E-dolandırıcılığa maruz kalanlar, hukuki yollara başvurmak istediklerinde bu konuda uzmanlaşmış hukuk bürolarının sayılarının son derece kısıtlı olduğunu görüyorlar. Üstelik dava açılsa bile çoğu kez şüpheliler tespit edilemiyor ve yakalanamıyor. Bu nedenle hukukçular, kredi kartı sahipleri ve internetten alışveriş yapanlar başta olmak üzere herkese öncelikle kendi hesap ekstrelerini düzenli şekilde incelemelerini, olağandışı bir durumla karşılaştıklarında zaman kaybetmeden bankalarıyla iletişime geçmelerini öneriyor. Moral Hukuk Bürosu ortaklarından avukat Efe Kınıkoğlu, DÜNYA’nın sorularını yanıtladı.

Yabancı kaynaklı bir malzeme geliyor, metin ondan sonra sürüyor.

PR #2561, opened 2025-01-05
fix(installer): Fix the same pkgbase being built multiple times on error

### LINKED ISSUE #2560: `yay` tries to build each split package, ignoring previous failures in the same `pkgbase`
### Affected Version

`yay v12.4.2 - libalpm v15.0.0`

### Describe the bug

`yay` tries to build each split package in the same run, even if attempt to build the same `pkgbase` was failed.

### Reproduction Steps

I discovered this bug during upgrade with `--devel`, but it's also reproducible with new installation.

These packages are currently failing, but I'm unsure how long it will take upstream for to fix them.

```sh
yay -S linux-drm-tip-git linux-drm-tip-headers-git linux-drm-tip-docs-git
```
Or 
```sh
yay -S linux-drm-intel-next-git linux-drm-intel-next-headers-git linux-drm-intel-next-docs-git
```

`yay` makes 3 build attempts during install or upgrade.

### Expected behaviour

`yay` should make exactly one build attempt per `pkgbase`.

### Output

I uploaded [debug.log](https://gist.github.com/yurikoles/79a07357147eafb8cccddad113988206) to gist due to extreme size.

```sh
$ yay -Pg

{
	"buildDir": "/home/yurikoles/.cache/yay",
	"editor": "",
	"editorflags": "",
	"makepkgbin": "makepkg",
	"makepkgconf": "",
	"pacmanbin": "pacman",
	"redownload": "no",
	"answerclean": "no",
	"answerdiff": "no",
	"answeredit": "no",
	"answerupgrade": "yes",
	"gitbin": "git",
	"gpgbin": "gpg",
	"gpgflags": "",
	"mflags": "",
	"sortby": "votes",
	"searchby": "name-desc",
	"gitflags": "",
	"removemake": "yes",
	"sudobin": "sudo",
	"sudoflags": "",
	"version": "11.3.2",
	"requestsplitn": 150,
	"completionrefreshtime": 1,
	"maxconcurrentdownloads": 0,
	"bottomup": true,
	"sudoloop": false,
	"timeupdate": false,
	"devel": false,
	"cleanAfter": false,
	"keepSrc": false,
	"provides": false,
	"pgpfetch": true,
	"cleanmenu": false,
	"diffmenu": false,
	"editmenu": false,
	"combinedupgrade": true,
	"useask": false,
	"batchinstall": false,
	"singlelineresults": false,
	"separatesources": true,
	"debug": false,
	"rpc": true,
	"doubleconfirm": true,
	"rebuild": "no"
}
```

Ferdi265:
The previous fix commit ec837c8 failed to address the case where the build fails, as packages are only added to builtPkgDests on a successful build. This commit addresses this by adding the package to the map earlier.

Fixes #2560.

The patch seems trivial and initial testing shows it works and I've not run into any issues with this patch yet, but I'll daily drive this for the next week anyway to see if anything comes up.

### DIFF
--- a/pkg/sync/build/installer.go
+++ b/pkg/sync/build/installer.go
@@ -240,6 +240,7 @@ func (installer *Installer) installAURPackages(ctx context.Context,
 			installer.log.Debugln("building pkgbase", base, "package", name)
 			pkgdests, errMake = installer.buildPkg(ctx, dir, base,
 				installIncompatible, cmdArgs.ExistsArg("needed"), aurOrigTargetBases.Contains(base))
+			builtPkgDests[base] = pkgdests
 			if errMake != nil {
 				if !lastLayer {
 					return fmt.Errorf("%s - %w", gotext.Get("error making: %s", base), errMake)
@@ -249,8 +250,6 @@ func (installer *Installer) installAURPackages(ctx context.Context,
 				installer.log.Errorln(gotext.Get("error making: %s", base), "-", errMake)
 				continue
 			}
-
-			builtPkgDests[base] = pkgdests
 		}
 
 		if len(pkgdests) == 0 {
--- a/pkg/sync/build/installer_test.go
+++ b/pkg/sync/build/installer_test.go
@@ -612,8 +612,18 @@ func TestInstaller_CompileFailed(t *testing.T) {
 			failed, err := installer.CompileFailedAndIgnored()
 			if tc.wantErrCompile {
 				require.Error(td, err)
-				assert.ErrorContains(td, err, "yay")
-				assert.Len(t, failed, len(tc.targets))
+				for key := range failed {
+					assert.ErrorContains(td, err, key)
+				}
+				uniqueBases := make(map[string]struct{})
+				for _, layer := range tc.targets {
+					for _, info := range layer {
+						if info.AURBase != nil {
+							uniqueBases[*info.AURBase] = struct{}{}
+						}
+					}
+				}
+				require.Len(td, failed, len(uniqueBases))
 			} else {
 				require.NoError(td, err)
 			}


Ferdi265:
Classic, forgot to run the tests. Something's off here, I'll look into it.

Ferdi265:
This should fix part of the test failures, I accidently used the wrong pkgdests when filling `builtPkgDests`. This still doesn't fix everything though, still looking for the final fix.

Yeah, it seems I don't know exactly how this should interact with the `TestInstaller_CompileFailed` "two layers" test. IIUC it fails to build `bob`, but then doesn't attempt to build `yay` any more since a package with the same pkgbase has already been attempted to be built and failed.

Jguer:
I think if the pkgbase has failed then it's ok to abort the full build for the test

Ferdi265:
> I think if the pkgbase has failed then it's ok to abort the full build for the test

Yeah that makes sense. The whole reason of this PR is avoiding multiple builds of the same pkgbase. So if "bob" fails, "yay" should never be attempted. If a third package "foo" existed, that one should still be attempted though if I understand correctly.

I'm still not sure how to fix the "two layers" test specifically. The assert logic is pretty generic and I don't know how to encode that "bob" and "yay" should count as only one in the error length check without hardcoding 1. Please advise.

Jguer:
```patch
diff --git a/pkg/sync/build/installer_test.go b/pkg/sync/build/installer_test.go
index 615b15f..295cc92 100644
--- a/pkg/sync/build/installer_test.go
+++ b/pkg/sync/build/installer_test.go
@@ -612,8 +612,18 @@ func TestInstaller_CompileFailed(t *testing.T) {
 			failed, err := installer.CompileFailedAndIgnored()
 			if tc.wantErrCompile {
 				require.Error(td, err)
-				assert.ErrorContains(td, err, "yay")
-				assert.Len(t, failed, len(tc.targets))
+				for key := range failed {
+					assert.ErrorContains(td, err, key)
+				}
+				uniqueBases := make(map[string]struct{})
+				for _, layer := range tc.targets {
+					for _, info := range layer {
+						if info.AURBase != nil {
+							uniqueBases[*info.AURBase] = struct{}{}
+						}
+					}
+				}
+				require.Len(td, failed, len(uniqueBases))
 			} else {
 				require.NoError(td, err)
 			}
```

We could check for the base failure (bob) in the error instead of "yay" and compile to the failure of the unique bases.

:shrug: it's not the cleanest but it fixes it for now

Ferdi265:
Implemented as suggested.

Jguer (approved):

► E-dolandırıcılık vakalarında son bir yılda hangi oranda bir artış gözlüyorsunuz?
İstanbul ve İstanbul Anadolu Bilişim Suçları Cumhuriyet Savcıları ile yapılan görüşmelerle de teyit edildiği üzere bu tip vakaların sayısında sürekli bir artış görülüyor. Teknolojinin günlük ve ticari hayatın her alanında daha fazla egemen olması ile dolandırıcıların da yeni yöntemler ile kişileri dolandırdığı ve büyük zararlara uğrattığı gözleniyor. 2017 itibariyle sadece İstanbul’un iki adliyesinde henüz kamu davası dahi açılmamış ve soruşturma aşamasında olan 20 binin üzerinde dosya bulunuyor. Bu dosyaların içinde de kamu davası açılsa dahi şüphelilerin tespit edilemediği ya da dolandırıcılık işleminin yurtdışından gerçekleştirilmesi sebebi ile tespit edilen sanıkların yakalanamadığı dosya sayısı azımsanamayacak düzeyde.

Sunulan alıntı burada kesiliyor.